The issues in Lin were ones of first impression in Missouri: whether a request for accommodation is a protected activity under the MHRA and, if so, whether such protected activity may serve as the basis for a retaliation claim. The court in Lin held that

merely requesting an accommodation is insufficient to support a claim of retaliation under the plain language of the MHRA because such a request, standing alone, does not constitute opposition to a practice prohibited by the MHRA, nor does it constitute the filing of a complaint, testifying, assisting, or participating in any investigation, proceeding or hearing conducted under the MHRA.

2020 WL 203145, at *1.

The court’s holding in Lin deviated from well-established federal employment discrimination case law interpreting a similar provision of the Americans with Disabilities Act (“ADA”), 42 U.S.C. § 12203(a), that provides that a mere request for an accommodation is a protected activity sufficient to support a retaliation claim. See, e.g., Solomon v. Vilsack, 763 F.3d 1, 15 n.6 (D.C. Cir. 2014) (collecting cases from the First, Second, Third, Fourth, Fifth, Sixth, Seventh, Eighth, Ninth, Tenth, and Eleventh Circuits). However, the court in Lin noted that those federal circuit courts “echo[ed] concerns” over whether merely requesting an accommodation fell within the text of § 12203(a) and that the federal circuits’ holdings were merely a “supposition of Congressional intent.” 2020 WL 203145, at *4–5.

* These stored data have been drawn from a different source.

PR #164, opened 2024-06-18
patch: update xmidt_agent_crud wrphandler to be webpa compliant

denopink:
- xmidt_agent_crud will now response back when an error occurs

### DIFF
--- a/internal/wrphandlers/xmidt_agent_crud/handler.go
+++ b/internal/wrphandlers/xmidt_agent_crud/handler.go
@@ -5,6 +5,7 @@ package xmidt_agent_crud
 
 import (
 	"encoding/json"
+	"fmt"
 	"net/http"
 	"time"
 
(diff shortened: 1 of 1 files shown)


internal/wrphandlers/xmidt_agent_crud/handler.go
```diff
@@ -36,31 +37,35 @@ func New(egress wrpkit.Handler, source string, logLevel loglevel.LogLevel) (*Han
...
 	payload := make(map[string]string)
 
 	err := json.Unmarshal(msg.Payload, &payload)
-	if err != nil { // do we still want to return a response here?
-		return err // this would be sent to the eventor error handler
+	if err != nil {
+		statusCode := int64(http.StatusInternalServerError)
+		response.Status = &statusCode
+		response.Payload = []byte(fmt.Sprintf(`{statusCode: %d, message: "%s"}`, statusCode, err.Error()))
+		return h.egress.HandleWrp(response)
```
denopink, line 51: I think we should response back with the error otherwise it'll make trouble shooting harder than it should be

internal/wrphandlers/xmidt_agent_crud/handler.go
```diff
@@ -36,31 +37,35 @@ func New(egress wrpkit.Handler, source string, logLevel loglevel.LogLevel) (*Han
...
+	response.ContentType = "application/json"
 	payload := make(map[string]string)
 
 	err := json.Unmarshal(msg.Payload, &payload)
-	if err != nil { // do we still want to return a response here?
-		return err // this would be sent to the eventor error handler
+	if err != nil {
+		statusCode := int64(http.StatusInternalServerError)
+		response.Status = &statusCode
+		response.Payload = []byte(fmt.Sprintf(`{statusCode: %d, message: "%s"}`, statusCode, err.Error()))
```
denopink, line 50: the device has to put the status code in its payload as a json https://github.com/xmidt-org/tr1d1um/blob/a8744affcbfa79ef19d018585a93c31843e0e7b2/translation/transport.go#L214-L216

schmidtw (approved):

PR #182, opened 2024-07-08
patch: add missing mocktr181's response fields

denopink:
- add the missing `statusCode` field to mocktr181's response payload
- add the expected values for the response fields `Command` and `Names`
- add missing `Success` message for successful `gets` and `patches`
- add missing `Count` field to mocktr181's response payload

### DIFF
--- a/internal/wrphandlers/mocktr181/handler.go
+++ b/internal/wrphandlers/mocktr181/handler.go
@@ -167,7 +167,6 @@ func (h Handler) get(tr181 *Tr181Payload) (int64, []byte, error) {
 
 	for _, name := range tr181.Names {
 		for _, mockParameter := range h.parameters {
-			result.StatusCode = http.StatusOK
 			if !strings.HasPrefix(mockParameter.Name, name) {
 				continue
 			}
@@ -182,6 +181,7 @@ func (h Handler) get(tr181 *Tr181Payload) (int64, []byte, error) {
 					Message:    "Success",
 					Count:      1,
 				})
+				result.StatusCode = http.StatusOK
 			default:
 				result.Parameters = append(result.Parameters, Parameter{
 					Message: fmt.Sprintf("Invalid parameter name: %s", mockParameter.Name),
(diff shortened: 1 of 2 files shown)


internal/wrphandlers/mocktr181/handler.go
```diff
@@ -178,26 +180,27 @@ func (h Handler) get(names []string) (int64, []byte, error) {
...
+
 	payload, err := json.Marshal(result)
 	if err != nil {
 		return http.StatusInternalServerError, payload, errors.Join(ErrInvalidResponsePayload, err)
 	}
 
-	if len(result.Parameters) == 0 {
-		statusCode = int64(520)
-	}
-
```
denopink, line 194: this is out of order, should be set before payload marshaling

internal/wrphandlers/mocktr181/handler.go
```diff
@@ -173,32 +178,37 @@ func (h Handler) get(names []string) (int64, []byte, error) {
 					Value:      mockParameter.Value,
 					DataType:   mockParameter.DataType,
 					Attributes: mockParameter.Attributes,
+					Message:    "Success",
+					Count:      1,
```
denopink, line 182: note: non-wildcard `get`s will always have a Count of 1 (based on `parodus2ccsp` and `wdmp-c`)

internal/wrphandlers/mocktr181/handler.go
```diff
@@ -173,32 +178,37 @@ func (h Handler) get(names []string) (int64, []byte, error) {
...
 				result.Parameters = append(result.Parameters, Parameter{
 					Message: fmt.Sprintf("Invalid parameter name: %s", mockParameter.Name),
 				})
-				statusCode = 520
+				result.StatusCode = 520
 			}
 		}
 	}
 
+	if len(result.Parameters) == 0 {
```
schmidtw: If you default the `StatusCode` to `520` and only set it when appending to the parameters on line 171, then no conditional check is needed here.

schmidtw (changes requested):

schmidtw (approved):

PR #192, opened 2024-07-15
patch: update mock181's `set` to check for non-writable params before updating params and for non-existing parameters

denopink:
During mock181's `set`:
- check for any non-writable params
- if any param is not writable, do not update any param
- add case when request param is not found

### DIFF
--- a/internal/wrphandlers/mocktr181/handler.go
+++ b/internal/wrphandlers/mocktr181/handler.go
@@ -205,6 +205,12 @@ func (h Handler) set(tr181 *Tr181Payload) (int64, []byte, error) {
 		Names:      tr181.Names,
 		StatusCode: http.StatusAccepted,
 	}
+
+	var (
+		writableParams []*MockParameter
+		failedParams   []Parameter
+	)
+	// Check for any parameters that are not writable.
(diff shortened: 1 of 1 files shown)


denopink (commented):
FYI, I'll have to rewrite the tests for mock181 so that it verifies failure cases like rollback was successful during a `set` failure.

I'll throw that in another pr

internal/wrphandlers/mocktr181/handler.go
```diff
@@ -205,32 +205,70 @@ func (h Handler) set(tr181 *Tr181Payload) (int64, []byte, error) {
...
-					Name:    mockParameter.Name,
-					Message: "Parameter is not writable",
-				})
-				result.StatusCode = 520
+			// Check whether mockParameter is writable.
+			if strings.Contains(mockParameter.Access, "w") {
+				found = true
+				// Add mockParameter to the list of parameters to be updated.
+				writableParams = append(writableParams, mockParameter)
+				continue
```
denopink, line 227:
```suggestion
				// Move onto the next requested parameter.
				break
```

@schmidtw can we assume there aren't any duplicates?

schmidtw (approved):

PR #194, opened 2024-07-15
patch: update mock181's get, check for non-readable or non-existing parameters

denopink:
During mock181's get:
- check for any non-readable params
- if any param is not readable, do not return any parameters that succeeded
- add case when request param is not found
- update wildcard case

### DIFF
--- a/internal/wrphandlers/mocktr181/handler.go
+++ b/internal/wrphandlers/mocktr181/handler.go
@@ -190,7 +190,7 @@ func (h Handler) get(tr181 *Tr181Payload) (int64, []byte, error) {
 				continue
 			}
 
-			// If requested parameter is a wild card and mockParameter is not readable,
+			// If the requested parameter is a wild card and is not readable,
 			// then continue and don't count it as a failure.
 			if name[len(name)-1] == '.' {
 				continue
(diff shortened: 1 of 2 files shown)


internal/wrphandlers/mocktr181/handler.go
```diff
@@ -162,35 +162,54 @@ func (h Handler) get(tr181 *Tr181Payload) (int64, []byte, error) {
...
-				})
-				result.StatusCode = 520
+				continue
 			}
+
+			// mockParameter is not readable.
+			failedNames = append(failedNames, mockParameter.Name)
+		}
+
+		if !found {
```
denopink, line 204: added case when a requested parameter is not found

internal/wrphandlers/mocktr181/handler.go
```diff
@@ -162,33 +162,58 @@ func (h Handler) get(tr181 *Tr181Payload) (int64, []byte, error) {
...
-				result.Parameters = append(result.Parameters, Parameter{
-					Message: fmt.Sprintf("Invalid parameter name: %s", mockParameter.Name),
-				})
-				result.StatusCode = 520
+				continue
 			}
+
+			// If requested parameter is a wild card and mockParameter is not readable,
+			// then continue and don't count it as a failure.
+			if name[len(name)-1] == '.' {
```
denopink, line 196: update wildcard case

schmidtw (approved):

PR #1, opened 2017-05-08
Add Pg codec

EmadAlblueshi:


vietj:
first pass:

- in the decoder, factor the various cases of the switch in methods as it helps readability and more importantly it is more JIT friendly
- in `toString` avoid to use `StringBuffer` because it is not necessary, plain string concatenation actually generates bytecode that uses a `StringBuffer`

src/main/java/io/vertx/pgclient/codec/encoder/PgMessageEncoder.java
```diff
@@ -0,0 +1,70 @@
...
+  @Override
+  protected void encode(ChannelHandlerContext ctx, Message message, ByteBuf out) throws Exception {
+
+    if (message.getClass() == StartupMessage.class) {
+
+      StartupMessage startup = (StartupMessage) message;
+      out.writeInt(0);
+      out.writeShort(3);
+      out.writeShort(0);
+      for (String s : new String[]{
```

The court in Lin was guided by the plain language of the MHRA rather than federal case law because the federal case law was not consistent with the text of the MHRA, the best evidence of the Missouri General Assembly’s legislative intent. The MHRA prohibits an employer from retaliating against an employee for “oppos[ing] any practice prohibited by” the MHRA or because an employee “filed a complaint, testified, assisted, or participated in any manner in any investigation, proceeding or hearing conducted pursuant to” the MHRA. Section 213.070.1(2). The court in Lin found “[n]othing in this language” that “includes a retaliation claim based on a mere request for an accommodation.” 2020 WL 203145, at *5. Thus, the court was unwilling to rewrite the MHRA to provide the employee “a cause of action where one does not exist.” Id.

The Lin decision is ground-breaking precedent in the Missouri employment law context for any employer facing a lawsuit alleging retaliatory discharge under the MHRA on the basis of a request to reasonably accommodate a disability. Of course, the court’s decision in Lin is subject to abrogation by an amendment to the applicable provision of the MHRA if the Missouri General Assembly passes such an amendment. And, nothing in Lin changes the landscape in federal employment discrimination law, absent an amendment by Congress to the analogous provision of the ADA altering the federal circuit courts’ interpretation.